Définition
Un modèle formel de décision selon lequel les préférences d'un agent sur des perspectives risquées sont représentées par une fonction d'utilité telle que l'agent préfère les loteries ayant une utilité espérée supérieure ; sous les axiomes de von Neumann‑Morgenstern (complétude, transitivité, continuité, indépendance), les préférences admettent une représentation par utilité espérée et le choix rationnel se réduit à maximiser l'utilité espérée.

Principe

Principe
Si les préférences d'un agent satisfont les axiomes de cohérence vNM, il existe une fonction d'utilité cardinale u(·) telle que, parmi les loteries, l'agent classe les alternatives par E[u(issue)] ; les attitudes face au risque sont codées dans la concavité de u et le choix sous incertitude se réduit à la maximisation de l'utilité espérée.

Démonstration

Démonstration
Scénario illustratif → Un individu choisit entre un sûr de 50 $ et une chance de 50 % de 0 $ / 50 % de 120 $. Avec u(x)=√x (concave), calculer E[u] de la loterie = 0,5·√0 + 0,5·√120 ≈ 5,477 ; utilité du sûr 50 $ = √50 ≈ 7,071 → préférence pour le sûr 50 $, illustrant l'aversion au risque selon l'utilité espérée.

Mauvaise application

Mauvaise application
Employer la théorie de l'utilité espérée comme modèle descriptif inconditionnel lorsque les préférences observées violent l'axiome d'indépendance (p. ex. choix de type Allais) ou en présence d'ambiguïté sur les probabilités ; ou comparer des utilités entre personnes comme si les utilités cardinales étaient interpersonnellement comparables — l'erreur est de traiter la représentation normative comme un fait empirique absolu ou de considérer l'utilité cardinale comme directement comparable entre agents.

Conséquence

Conséquence
Fournit un repère normatif parcimonieux pour le choix cohérent sous risque, une base pour des statiques comparatives (comment les changements de probabilités ou d'enjeux affectent les choix) et un fondement pour l'analyse du bien‑être et des politiques, mais ses implications empiriques et normatives dépendent de la validité des axiomes sous‑jacents et des évaluations probabilistes.

Inversion

Inversion
Lorsque l'indépendance ou d'autres axiomes vNM échouent empiriquement, ou lorsque les décideurs font face à de l'ambiguïté plutôt qu'au risque, des représentations alternatives (utilité dépendante du rang, théorie des prospectes, utilité espérée maxmin) peuvent mieux rendre compte des choix observés et des préoccupations normatives.

Limite

Limite
Manifestement inclus : choix mono‑agent sous probabilités objectives ou subjectives bien spécifiées où les axiomes vNM sont appropriés.
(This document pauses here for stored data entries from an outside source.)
PR #339, opened 2019-02-22
Change url.port datatype to long

webmat:
This discrepancy was noticed when I replaced the Go template generator with a
new one, in #336. Looks like the Beats generator was making the field `long`
even if the definition said `integer`.


webmat:
Let's wait for @ruflin's return on this one. Not sure if we should backport to 1.0.

webmat:
Tagging for backport anyway, to make sure we don't forget about it.

praseodym:
Duplicate of #274 🙂

webmat:
🤦‍♂️

PR #341, opened 2019-02-23
Add Autonomous System (AS) fields

andrewkroh:
This adds fields for Autonomous System (AS) information. It's common to enrich
events containing IP addresses with information about the AS controlling that
address.

It fields are in a reusable object that can be attached to source, destination, client,
and server. For example:

- `source.autonomous_system.number`
- `source.autonomous_system.organization.name`

Some future fields we might want in this object are (I'm considering them now just to make sure nothing we do now precludes future growth):

- `cidr` - the IP range advertised by the AS (e.g. 216.90.108.0/24)
- `organization.country_code_iso` - country code where the org is registered
- `registry` - what registry the AS is with (e.g. ARIN)
- `registration_date` - When the AS was first registered
- `last_update` - When the AS registration was last updated.

Some resources to see what kind of data is available.
- https://www.team-cymru.com/IP-ASN-mapping.html
- https://whois.arin.net/rest/net/NET-216-90-108-0-1/pft?s=216.90.108.1


fields.yml
```diff
@@ -76,6 +76,41 @@
...
+    
+        - name: number
+          level: extended
+          type: long
+          description: >
+            Unique number allocated to the autonomous system. The autonomous
+            system number (ASN) uniquely identifies each network on the Internet.
+          example: 15169
+    
+        - name: organization.name
```
praseodym: I think `organization_name` would be a better name, unless there will be more properties than just `name` under the `organization` property.

praseodym: Ah, I missed the suggestion of `organization.country_code`. Maybe that information is better suited for the `geoip` field group, though.

andrewkroh: I was thinking that the `source.geo` field might be populated with the location of the IP whereas the details under `source.autonomous_system.organization` would be about the organization (like perhaps the country where the organization is headquartered.)

praseodym: We could have something like `source.autonomous_system.organization.geo`, but maybe that's a bit over the top.

andrewkroh: `geo` is a “reusable object” so it could be used under `organization`. The current structure in this PR won’t preclude this from specified in the schema at a later time. This PR will get us the bare minimum fields for using the geoip processor with the AS database.

dainperkins:
couple of thoughts if its not too late:

1) AS is a specific routing term, its commonly referenced when talking about e.g. ARIN lookups, but   its also relevant for other routing protocols and is really only globally significant for public BGP (assuming no one started trading other protocols publicly while I wasn't looking)

2) We might want to consider AS for network as well for router logs, route changes etc. (network.as?) or possibly splitting up the taxonomies to be more technically accurate (or put it all under network and allow that to be nested under source / dest etc)

I have to consider a bit more to relearn my way down the bgp/routing stack, but I can immediately see NPM desires to track routing changes by AS (particularly in dual homed BGP setups) and usign a single organization header to describe a single AS country code (as opposed to src/dst AS & related info)...

andrewkroh:
I updated the PR to start address @webmat's actions:

- [x] We need to discuss whether we shorten the name to as
- [x] The PR needs to be rebased on top of master
- [ ] We should mark organization as reusable under as, rather than redefining the field explicitly there.

andrewkroh:
@webmat What's the right way to accomplish the last bullet?

I tried this, but it break the generator.
```
- name: organization
  reusable:
    top_level: true
    expected:
      - client.as
      - destination.as
      - server.as
      - source.as
```

```
Running generator. ECS version 1.1.0-dev
  File "scripts/generator.py", line 43, in <module>
    main()
  File "scripts/generator.py", line 17, in main
    (ecs_nested, ecs_flat) = schema_reader.load_ecs()
  File "/Users/akroh/go/src/github.com/elastic/ecs/scripts/schema_reader.py", line 175, in load_ecs
    finalize_schemas(fields_nested, fields_flat)
  File "/Users/akroh/go/src/github.com/elastic/ecs/scripts/schema_reader.py", line 169, in finalize_schemas
    duplicate_reusable_fieldsets(schema, fields_flat, fields_nested)
  File "/Users/akroh/go/src/github.com/elastic/ecs/scripts/schema_reader.py", line 130, in duplicate_reusable_fieldsets
    if 'nestings' not in fields_nested[new_nesting]:
KeyError: 'client.as'
make: *** [generator] Error 1
```

generated/csv/fields.csv
```diff
@@ -8,7 +8,11 @@ agent.id,keyword,core,8a4f500d,1.1.0-dev
 agent.name,keyword,core,foo,1.1.0-dev
 agent.type,keyword,core,filebeat,1.1.0-dev
 agent.version,keyword,core,6.0.0-rc2,1.1.0-dev
+as.number,long,extended,15169,1.1.0-dev
```
andrewkroh: @webmat Seems like `reusable.top_level: false` is not being honored. I assume that if it's `false` that this field would not exist?

andrewkroh: Created https://github.com/elastic/ecs/issues/495.

andrewkroh:
I reverted the change to make `oranization` reusable under `as` for the time being because it wasn't working as expected. For example the `organization` fields were missing in the places where `as` was reused (e.g. `source.as.organization.name`).

PR #347, opened 2019-02-27
Generator for asciidoc representation of all ECS fields

webmat:
This code generates both the index page for the fields section, and the detailed page for each fieldset.

**TODO**

- [x] Fix fieldset order: Base first, then alphabetic
- [x] Fix field order: preserve original order from schema files
- [x] Default `short` description for fieldsets to `description`. Raise if `description` has newlines.
- [x] Render table with complete field set details
- [x] Revert back to alphabetical sorting for fields
- [ ] Render the footnotes as well?
- [x] Mention where a field set is expected to be reused.
  - In fieldset, list acceptable destination fieldsets.
  - In destination fieldset, mention which fieldsets are expected here, as contractions linking to their canonical documentation.
- [x] Replace markdown in schemas with asciidoc markup (e.g. hyperlinks)

**How to visualize this PR**

Via GitHub's rendering of asciidoc, in my branch

- [Field Index Page](https://github.com/webmat/ecs/blob/asciidoc-fields/docs/fields.asciidoc)
- [Field Details Page](https://github.com/webmat/ecs/blob/asciidoc-fields/docs/field-details.asciidoc)  

Or in the ECS repo

```
make generate
make docs
```

http://localhost:8000/ecs-fields.html 👀


webmat:
@dedemorton Hey this uses the 3 column layout you were proposing in https://github.com/elastic/beats/issues/9519. I'm doing so with a twist: we're packing a bit of information vertically, for each row:

- Middle column is short description (1 line) and on line below, the example for the field
- Rightmost column is ECS level followed by the field's datatype.

I'm not in love with how exactly this first attempt looks, but I think it's a good start :-)

cc @karenzone

webmat:
Index page:

ecs-fields-index


Details page:

ecs-fields-details

webmat:
Updated screenshots.

**Index page**

Notice Base is now first.

ecs-fields-index

**Fieldset details page**

- Still has summary table at the beginning
- Below, each field is detailed in full
- Trimmed down the summary table, since we now have details below
- Fields are now displayed in the same order as they're listed in `schemas/*.yml`

ecs-fields-details

dedemorton:
@webmat I like the second layout is better (the table in the first iteration was a little confusing visually when you added the level and type info).  It would be nice for the entries in the table to link to the full description under field details.

@karenzone I pinged you about this in slack, but wanted to ask if you can make sure this content builds OK with the asciidoctor version of the doc build.

tl;dr for @webmat: we're eventually migrating to asciidoctor, which is more restrictive than asciidoc.

webmat:
@dedemorton Yes, linking to the detail section was next on my TODO :-) As for the table, I agree the second is better. But I'm, still experimenting to find just the right way to integrate the level, I'm still not satisfied. So ideas are welcome there as well. 

I'm more than happy to build using both versions of the tooling, to make sure things will remain ok when we switch over. Just point me in the right direction :-)

webmat:
Actually since ECS now has short descriptions everywhere, 4 columns renders pretty good. My favourite below is "**type last**". I'm also attaching a bunch of 3-col experiments as a zip. I really prefer 4 cols.

**level last**

level-last-base

level-last-http

 **type last**

type-last-base

type-last-http

**3 columns**

[3-col.zip](https://github.com/elastic/ecs/files/2919769/3-col.zip)

webmat:
Actually, here's another format that I think works best. Going with this for now.

I call this one **Mike** ;-)

mike-base

mike-http

webmat:
HTTP is really cramped, though 🤔

dedemorton:
>HTTP is really cramped, though
Yah the overall layout of tables in really bad. Unfortunately the knobs for adjusting cell padding in asciidoc don't work with our doc build. I haven't tested on asciidoctor. I've been wanting a css change for quite awhile, but that's not happened yet.

To build with asciidoctor, run the docker-based version of the doc build (build_docs instead of build_docs.ph) and include the --asciidoctor flag. Sometimes one problem can cause many messages, so don't lose hope. :-) Reach out to Nik E if you have questions about the asciidoctor build.

webmat:
I realize I haven't posted a full page rendering of the listing of field sets, yet. With the new short descriptions, the page looks great :-)

field-index-page


Also, moving back to the layout initially proposed in https://github.com/elastic/ecs/pull/334:

base

http

webmat:
First experiment displaying what field sets may be nested under `host`. Feedback welcome.

host-details-with-nesting

generated/ecs/fields_flat.yml
```diff
@@ -12,6 +12,7 @@
   flat_name: '@timestamp'
   level: core
   name: '@timestamp'
+  order: 0
```
ruflin: Why do we need to keep the order? Shouldn't we just sort alphabetically?

webmat: We can do either. I was preserving the order because we've been loosely sorting fields in order of importance, and grouping them as well (e.g. the metrics at the end).

Although now that you question this, I realize it makes more sense to sort alphabetically, and explain specifically the relationships between fields. Perhaps we can use the field set description for this.

ruflin: I would try with alphabetical ordering for now to see how well it works. And if we have some fields which need to be on the top (`@timestamp`?) we can still introduce a special param. If we have the order for each entry I worry we easily forget or have duplicates etc. If we introduce a new entry, potentially lots of other entries need update.

webmat:
@ruflin As of now, this PR doesn't render footnotes yet. Only `agent` and `cloud` have one, and I'm not sure what to do with it.

I wonder if we should drop this attribute altogether. If we need to flesh out details about a section, we should do it in the main description, I think.

What do you think?

webmat:
@karenzone Your input would be welcome on how best to display information about field reuse.

Where a field set is expected is currently two sentences (just like in the readme), whereas what's expected to be nested under a field set is a table.

Should we do all sentences, no tables? Should we do two tables? Only one table, with an added column that explains which direction the reuse goes?

See the screenshot above, where `user.*` is on both sides of the field reuse :-)

generated/ecs/fields_flat.yml
webmat: Now in alphabetical order. Haven't removed the metadata from intermediary files yet (the `order`key), in case we change our mind.

webmat:
Ok, this is ready to merge, IMO.

We can revisit how reusability is rendered as a separate PR. What we currently have there is functional, though.

ruflin:
I skimmed through the code and looked at the docs locally. What is most important for me in this PR is that we have the docs in asciidocs and can iterate on top of it. There are a few things I would change but lets discuss it later as it's just about pages and formatting, not the general idea.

Cas frontière : situations d'ambiguïté sur les probabilités, d'utilités dépendant de l'état, ou de préférences intertemporelles en tension avec l'actualisation par utilité espérée. Manifestement exclu : interaction stratégique multi‑agent en tant que telle (requiert un cadrage en théorie des jeux).

Tension sémantique

Tension sémantique
Cohérence normative impliquée par les axiomes vNM (consistance interne, représentation par utilité) ↔ résultats empiriques montrant des violations systématiques (anomalies comportementales) et objections normatives aux prescriptions de l'utilité espérée en présence d'ambiguïté ou de préoccupations distributives.

Synthèse

Synthèse
La théorie de l'utilité espérée établit un lien serré et testable entre axiomes de cohérence et règle de décision calculable : elle précise quelles exigences normatives demandent (cohérence axiomatique et assignation de probabilités) et où des écarts empiriques ou éthiques appellent des modèles alternatifs.